The researchers purchased about 280 compounds and tested them against MRSA grown in a laboratory dish, allowing them to identify two, from the same class, that appeared to be very promising antibiotic candidates. In tests in two mouse models, one of cutaneous MRSA infection and one of systemic MRSA infection, each of those compounds reduced the MRSA population by a factor of 10.
The experiments revealed that the compounds appear to kill bacteria by disrupting their ability to maintain an electrochemical gradient across their cell membranes. This gradient is necessary for many critical cellular functions, including the ability to produce ATP (molecules that cells use to store energy). An antibiotic candidate that Collins' lab discovered in 2020, halicin, appears to work by a similar mechanism, but is specific to gram-negative bacteria (bacteria with thin cell walls). MRSA is a Gram-positive bacteria, with thicker cell walls.
“We have pretty strong evidence that this new structural class is active against Gram-positive pathogens by selectively dissipating the proton motive force in bacteria,” Wong says. “The molecules selectively attack bacterial cell membranes, in a way that does not cause substantial damage to human cell membranes. “Our substantially augmented deep learning approach allowed us to predict this new structural class of antibiotics and led to the discovery that it is not toxic to human cells.”
The researchers have shared their findings with Phare Biography, a nonprofit organization started by Collins and others as part of the Antibiotics-ai Project. The nonprofit now plans to conduct a more detailed analysis of the chemical properties and potential clinical use of these compounds. Meanwhile, Collins' lab is working on designing additional drug candidates based on the new study's findings, as well as using the models to search for compounds that can kill other types of bacteria.
“We are already taking advantage of similar approaches based on chemical substructures to design compounds de novo, and of course, we can easily adopt this off-the-shelf approach to discover new classes of antibiotics against different pathogens,” Wong says.

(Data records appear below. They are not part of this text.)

PR #1767, opened 2016-09-12
Add the ability to compile the engine as a DLL.

JeffProgrammer:
You will have to use this PR in conjunction with #1766 if you intend to use OpenGL on windows. The reason is Epoxy has a DLLmain method in it. See the issue listed above for more information.

This PR simply adds an option in cmake called TORQUE_SHARED so that you can compile the engine as a DLL and have a "stub" exe, just like the project generator allowed.

*Do not merge in until 1766 is merged.*


JeffProgrammer:
I should stress that right now this is Windows *only*

JeffProgrammer:
we got it working on mac, need to merge it in.

PR #2181, opened 2018-01-28
fix menuButtonHover/Pressed

John3:
SFXProfile should be datablock not singleton


Azaezel:
Depends on if it's for a clientside or server sound. Server-transmitted you'd be right. Menu sounds aren't.

John3:
good to know :) I don't remember read this in the documentation. Thanks

PR #2182, opened 2018-01-28
Asset browser initial

Areloch:
The initial implementation pass for the Asset Browser, and relevant supporting changes to assets, modules, some UI controls, entities and components, and the editors.


Areloch:
There's definitely some issues and bugs still lurking in here I haven't 100% nailed down, but it's broadly stable enough to be rolled in, considered as 'experimental' until the last little bits and bobs get smoothed out going forward.

PR #2186, opened 2018-02-03
Physx 3.4

rextimmy:
PhysX 3.4 support


OTHGMars:
I tested this PR with today's cmake change and the current PhysX 3.4 repo in VS2015 x64. The install projects copied all needed dlls. The engine built and executed without any problems.

Issue #2127, opened 2017-12-06
game don't run with script compile .DSO


John3:
Hi,

I was testing a prototype game and I found I can't run the game if all my *.cs was compiled to *.dso. I need to delete all the dso and leave the scripts to run the game.

I'm using the new template basegame and FPSGameplay module. I did a quick test in the old Full template and don't work.

I'm using last dev https://github.com/GarageGames/Torque3D/commit/74b7e4cd89f4a0fee65d3f831c35df349d16f8c3

Anyone now something about this issue?

Areloch:
Hm, news to me. Definitely needs to be checked out. Could be stuff with the torquescript updates not being agreeable to DSOs due to a bug?

JeffProgrammer:
i'll look into it. might not be for a couple days due to finals w/ school though. thanks john for testing!

JeffProgrammer:
@John3 we believe that it is a 64bit issue. 32bit seems to work fine. I will keep you posted once we have a solution! :)

JeffProgrammer:
All,
I am still trying to come up with a solution for this. It is more complicated than I originally thought.

Azaezel:
elaborate?

JeffProgrammer:
It's a 64bit issue. The code/wordsize assumes 32bit in a few places within the interpreter.  I need to review it again, as I forget exactly where it is. Once I look at it I will post more info. Sorry!

chaigler:
@John3 - Close this one? Looks like it's been fixed?

John3:
Hey @chaigler It's seems that way. thank you.

PR #2187, opened 2018-02-03
Fix Torque3D 64bit DSOs.

JeffProgrammer:
Fix from Torque2D for 64bit string table entries.


JeffProgrammer:
This should fix #2127

John3:
it works :) thx Hutch. Only tested in win, I will test in linux during the day

John3:
Tested on Linux 64 bit :) 👍

PR #2188, opened 2018-02-03
gcc/clang build fix

rextimmy:
Fixes a compile problem with gcc & clang


John3:
thx tim tested on linux, fixed the compilation issue. 👍

PR #2193, opened 2018-02-05
bullet 2.87 update

John3:
update to bullet 2.87


Areloch:
Hm, not compiling for me. It's complaining about "m_multiSapParentProxy" being undeclared in btMultiSapBroadphase.h and .cpp

Are we just not supposed to include those files? Or are we doing something funny elsewhere.

The errors relating to that var are the only ones I got though, so if we get that figured, the rest is likely fine.

John3:
I tested again cleaning everything, it work for me.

In addition to MIT, Harvard, and the Broad Institute, institutions contributing to the paper include Integrated Biosciences, Inc., the Wyss Institute for Biologically Inspired Engineering, and the Leibniz Institute for Polymer Research in Dresden, Germany. The research was funded by the James S. McDonnell Foundation, the US National Institute of Allergy and Infectious Diseases, the Swiss National Science Foundation, the Banting Scholarship Program, the Volkswagen Foundation, the Threat Reduction Agency of Defense, the US National Institutes of Health and the Broad Institute. The Antibiotics-ai project is funded by Audacious Project, Flu Lab, Sea Grape Foundation, Wyss Foundation and an anonymous donor.